2020 elections

Republican Women in Congress Will Remain a Small Band in 2021

That rare breed, the House Republican Woman, will lose a member in Martha Roby, whose successor as Republican nominee will be a man. Photo: Jose Luis Magana/Pool/Getty Images

Another feature of the 2020 congressional landscape that’s being obscured by the coronavirus pandemic is the GOP’s very poor efforts to increase its overwhelming gender imbalance.

Yes, Republicans can boast of nine women as senators (as opposed to 17 Democratic women in the upper chamber). But their numbers are very unlikely to rise (men are their certain nominees against the only currently vulnerable Senate Democrats, in Alabama and Michigan), and could definitely fall (Susan Collins of Maine, Martha McSally of Arizona, Kelly Loeffler of Georgia, and Joni Ernst of Iowa are all in competitive contests).

In the House, Republicans sport a pathetic number of women: 13 of their 197 Members, as compared to 88 Democratic women. And as Roll Call’s Nathan Gonzales reports, the odds of any growth in the ranks of House Republican women are at best mixed and limited:

Even though more Republican women have filed to run for the House in at least the last 30 years, getting elected is another story.


One of the easiest ways to increase the number of women is to elect them in open seats in districts that are solidly or leaning Republican. That often requires navigating a competitive primary, rather than having the additional hurdle of defeating a Democratic incumbent.


This cycle, two GOP women are not seeking reelection, Martha Roby of Alabama and Susan W. Brooks of Indiana. But it’s plausible that Republicans won’t replace either with another woman.

The GOP nominee for Roby’s seat will definitely be a man, and the leading female candidate for Brooks’s seat may be too extreme to win the general election. Other open seats in safe districts probably won’t nominate women:

Two other solidly Republican districts hosted primaries for open seats left by retiring members. But GOP voters in both districts nominated men. Republican Jay Obernolte will move on to the general election in California’s 8th, which Trump won by 15 points in 2016 and is currently represented by Rep. Paul Cook. Rep. Mac Thornberry is not seeking reelection in Texas’ 13th, where Trump received nearly 80 percent of the vote, and Josh Winegarner and Ronny Jackson moved on to the GOP runoff. Elaine Hays finished fourth in the primary with less than 8 percent of the vote.

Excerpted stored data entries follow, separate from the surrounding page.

Issue #131, opened 2026-04-02
security: MCP command injection, lodash-es CVE, diff DoS, CLAUDE.md include bypass


auriti:
## Summary

Security findings from deep audit of areas not covered by issue #24 (which focuses on the provider shim layer).

### 1. [MEDIUM] MCP stdio command injection via `CLAUDE_CODE_SHELL_PREFIX`

**File:** `src/services/mcp/client.ts:946-948`

When `CLAUDE_CODE_SHELL_PREFIX` is set, MCP server command and args are joined with a space — no quoting, no escaping. A malicious `.mcp.json` with shell metacharacters in `args` will execute arbitrary commands.

### 2. [HIGH] lodash-es Code Injection CVE (GHSA-r5fr-rjxr-66jc)

**File:** `package.json` (direct + transitive via `@anthropic-ai/sandbox-runtime`)

lodash-es 4.17.23 is vulnerable to code injection via `_.template` when attacker controls variable names. The `@anthropic-ai/sandbox-runtime` transitive dependency pulls the unpatched version.

**Fix:** Add `overrides`/`resolutions` for `lodash-es >= 4.17.24`, or update `@anthropic-ai/sandbox-runtime`.

### 3. [LOW] `diff` DoS vulnerability (GHSA-73rr-hh4g-fpgx)

**File:** `package.json`

`diff >= 6.0.0 < 8.0.3` has DoS via `parsePatch`/`applyPatch`. Used in `src/utils/diff.ts`.

**Fix:** Update to `diff >= 8.0.3`.

### 4. [MEDIUM] User `CLAUDE.md` `@include` bypasses external-file approval gate

**File:** `src/utils/claudemd.ts:831-834`

`includeExternal: true` is hardcoded for User-scope memory. Any `@include` in `~/.claude/CLAUDE.md` can reference arbitrary files (`/etc/passwd`, `~/.ssh/id_rsa`) without approval — unlike Project-scope which gates behind `hasClaudeMdExternalIncludesApproved`.

### 5. [LOW] Durable cron stores LLM-controlled prompt without validation

**File:** `src/tools/ScheduleCronTool/CronCreateTool.ts:117-133`

The `prompt` field (entirely LLM-generated) is written to `.claude/scheduled_tasks.json` and replayed on next startup without re-authentication or content validation.

Vasanthdev2004:
its fixed ? @auriti

auriti:
[...]

PR #1222, opened 2026-05-17
fix(mcp): pass MCP stdio server args as separate array elements to pr…

LifeJiggy:
Summary
- What changed — src/services/mcp/client.ts lines 962–970. When CLAUDE_CODE_SHELL_PREFIX is set the previous code joined the MCP server command and its args into one space-delimited string and placed that single string inside a one-element args array. The MCP SDK's StdioClientTransport then passed that array to spawn(); seeing only one element, the SDK shell-invoked it, so any shell metacharacters within serverRef.args were executed before the target binary started.

The fix splits the prefix into individual array elements via split(/\s+/), so StdioClientTransport always receives a real argument array — [prefixPart…, serverCommand, …serverArgs]. No shell is involved.

- Why it changed — The single-string hack was introduced to honour CLAUDE_CODE_SHELL_PREFIX as a wrapper, but it silently reintroduced the exact shell-injection vector the guard was meant to avoid. Passing each arg separately preserves the wrapping behaviour while ensuring the OS never interprets shell metacharacters.

Impact
- user-facing — Any user who sets CLAUDE_CODE_SHELL_PREFIX (e.g. env -i, bwrap, or a custom wrapper script) and uses MCP servers with args containing spaces, quotes, or shell metacharacters is no longer exposed to local code-execution via a malicious .mcp.json.

- developer/maintainer — The change is fully self-contained in one else if branch. No signature changes, no new exports, no dependencies. finalArgs is now typed as string[] | undefined instead of string[][] | string[] | undefined; StdioClientTransport accepts both, so the change is backward-compatible.

Testing
- [ ] bun run build
- [ ] bun run smoke

- focused tests:
  1. Set CLAUDE_CODE_SHELL_PREFIX="sh -c" and an MCP server with args: ["my-server", "; echo pwned"]. Confirm the server starts and the semicolon is treated as a literal argument, not a shell separator.
  2. Confirm normal launch (no prefix, no metacharacters) produces identical behaviour to main.
  3. Confirm session-only MCP servers are unaffected by this diff.
Notes

- provider/model path tested — MCP stdio transport only; no provider model involved.
- screenshots — none (terminal-only change).
- follow-up — Consider adding a unit test that injects a mock StdioClientTransport and asserts args is always an array of strings, never a shell-joined blob.

## Summary by CodeRabbit

* **Refactor**
  * Enhanced shell prefix parsing for improved safety and reliability when connecting to MCP servers, with better handling of edge cases and argument escaping.

* **Tests**
  * Added comprehensive test coverage for shell command prefix handling.

* **Chores**
  * Updated `.gitignore` configuration to exclude additional temporary files.


Vasanthdev2004:
### Blockers

None found.

### Non-Blocking

- Build/smoke not verified
- Tests described but not committed

### Looks Good

- Fixes real security issue (shell injection via MCP args)
- 13 additions, 5 deletions — minimal, focused
- Splits prefix into individual array elements (no shell interpretation)
- Backward-compatible with StdioClientTransport
- Protects users with CLAUDE_CODE_SHELL_PREFIX set

---

**Verdict: Approve** — clean security fix for MCP stdio transport.

Vasanthdev2004 (dismissed):
Clean security fix for MCP stdio transport.

jatmn (changes requested):
## Findings

- [P2] Add a regression test for shell-prefix MCP argv handling
  `src/services/mcp/client.ts:962`
  This change is fixing a command-execution security boundary, but the PR does not add a focused test that proves `CLAUDE_CODE_SHELL_PREFIX` produces a structured argv array and never falls back to a shell-joined server command. That leaves the exact injection scenario from issue #131 unguarded, and this code is easy to regress because the unsafe behavior was only a few lines and looked like a normal wrapper implementation. Please add a narrow test around the stdio branch, ideally by mocking `StdioClientTransport` and asserting a prefixed server with metacharacters in `args` is constructed as separate `command`/`args` entries.

LifeJiggy:
@jatmn — added regression tests for CLAUDE_CODE_SHELL_PREFIX argv handling.

Change: Extracted buildMcpStdioCommand(command, args, shellPrefix?) pure helper from the inline logic at client.ts:969-975. The production code now calls the helper; the helper is exported and tested directly.

5 new tests in client.test.ts:
Test
No prefix
Empty prefix
Single-part prefix bunx
Multi-part with metacharacters
Whitespace normalization

7/7 tests pass, build clean.

jatmn (changes requested):
## Findings

- [P2] Preserve shell-style prefixes when building stdio argv
  `src/services/mcp/client.ts:3336`
  This now treats every `CLAUDE_CODE_SHELL_PREFIX` as a whitespace-splittable argv wrapper, but this variable is also used elsewhere as an actual shell prefix (`bash -c`, `/usr/bin/bash -c`, Windows Git Bash paths, etc.), and the PR body's focused test case still describes `CLAUDE_CODE_SHELL_PREFIX="sh -c"`. With the new helper, `sh -c` plus `some-server --flag` becomes `command: "sh"` and `args: ["-c", "some-server", "--flag"]`; `sh -c` executes only `some-server` as the command string and treats the remaining entries as shell positional parameters, so the MCP server does not receive its configured args. The added regression test uses `docker run --rm -i`, so it misses this shell-prefix behavior. Please either handle shell prefixes safely while still forwarding the original MCP command and args, or narrow/document the supported prefix contract and add a regression test for the real shell-prefix case.

LifeJiggy:
Addressed P2 blocker - buildMcpStdioCommand now handles shell -c prefixes correctly:

- When CLAUDE_CODE_SHELL_PREFIX contains -c (e.g. sh -c, bash -c), the original MCP command and args are joined into a single shell command string after -c
- sh -c + some-server --port=8080 --debug → ["sh", "-c", "some-server --port=8080 --debug"] — the server receives its full args
- Non-shell prefixes (docker run --rm -i, bunx, etc.) are unchanged — each part remains a separate argv entry
- Added regression test for the sh -c pattern

- 8/8 tests pass, build clean

Ready for re-review.

jatmn (changes requested):
## Findings

- [P2] Do not join untrusted MCP args back into `sh -c`
  `src/services/mcp/client.ts:3352`
  The follow-up preserves `sh -c` by rebuilding the original server command as one shell command string with `[command, ...args].join(' ')`, but that puts `serverRef.args` back under shell interpretation for the exact prefix case this PR is trying to support. For example, with `CLAUDE_CODE_SHELL_PREFIX="sh -c"` and an MCP server arg like `--path=/tmp; touch /tmp/pwned`, the semicolon becomes part of the command string passed after `-c`, so the shell executes it instead of treating it as a literal MCP argument. The added `sh -c` regression only covers benign args, so it misses the issue. Please either quote/escape each original command and arg before constructing the `-c` string, or narrow the supported prefix contract so shell prefixes are not handled by reintroducing shell-joined untrusted args.

LifeJiggy:
Addressed. Each original command and arg is now single-quote-escaped before joining into the -c string. A malicious arg like --path=/tmp; touch /tmp/pwned becomes '--path=/tmp; touch /tmp/pwned' — the shell treats the semicolon as a literal character, not a command separator. Embedded single quotes are handled via the '\'' escape convention. Added 3 tests: the existing benign-args test updated for quoted output, a malicious-arg injection test, and an embedded-single-quote test. All 10 tests pass.

jatmn (changes requested):
Thanks for the update. The direct `sh -c` injection case from my last review is now covered with quoting, but I still found one remaining blocker in the prefix handling.

## Findings

- [P2] Preserve shell prefixes whose executable path contains spaces
  `src/services/mcp/client.ts:3336`
  `buildMcpStdioCommand()` now parses `CLAUDE_CODE_SHELL_PREFIX` with a plain whitespace split, which breaks a prefix shape this repo already documents/supports: `C:\Program Files\Git\bin\bash.exe -c` in `src/utils/bash/shellPrefix.ts`. With this PR, that value becomes command `C:\Program` and args `["Files\\Git\\bin\\bash.exe", "-c", ...]`, so Windows users who need an explicit Git Bash path can no longer launch prefixed MCP stdio servers. Please parse the prefix with the same path-aware contract as the existing shell-prefix helper, or otherwise preserve quoted/spaced executable paths, and add a regression test for the `C:\Program Files\Git\bin\bash.exe -c` case.

LifeJiggy:
Committed and pushed b024ff8 to fix/131-mcp-stdin-prefix:

- client.ts: buildMcpStdioCommand now uses lastIndexOf(' -c') to split the shell prefix, preserving spaced executable paths (e.g. C:\Program Files\Git\bin\bash.exe). Removed dead old code left in from the previous edit.

- client.test.ts: Added regression test for Windows Git Bash spaced executable path.

Tests: 11/11 pass.

This branch is ready for re-review from @jatmn

jatmn (approved):
Thanks for the update. The remaining shell-prefix cases from my prior reviews now look covered, including the Windows Git Bash path with spaces.

No issues here, LGTM.

kevincodex1:
please fix the conflicts @LifeJiggy

jatmn:
@coderabbitai please approve

jatmn (approved):

@kevincodex1

kevincodex1 (approved):
LGTM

Yes, there’s one open seat that will likely replace a male GOP incumbent with a woman: Illinois’ 15th District, where Mary Miller has won a primary to succeed retiring congressman John Shimkus. But most of the women winning GOP primaries are in tougher territory:

Some of Republicans’ top House candidates are women, including Orange County Supervisor Michelle Steel in California’s 48th and state Rep. Nancy Mace in South Carolina’s 1st. But they are two good examples of the difficult road Republicans have to travel through well-financed Democratic incumbents to increase the number of women in the House.

So the House Republican Caucus will continue to be mostly a boy’s club, even as Republicans wonder why they do poorly among women in the electorate.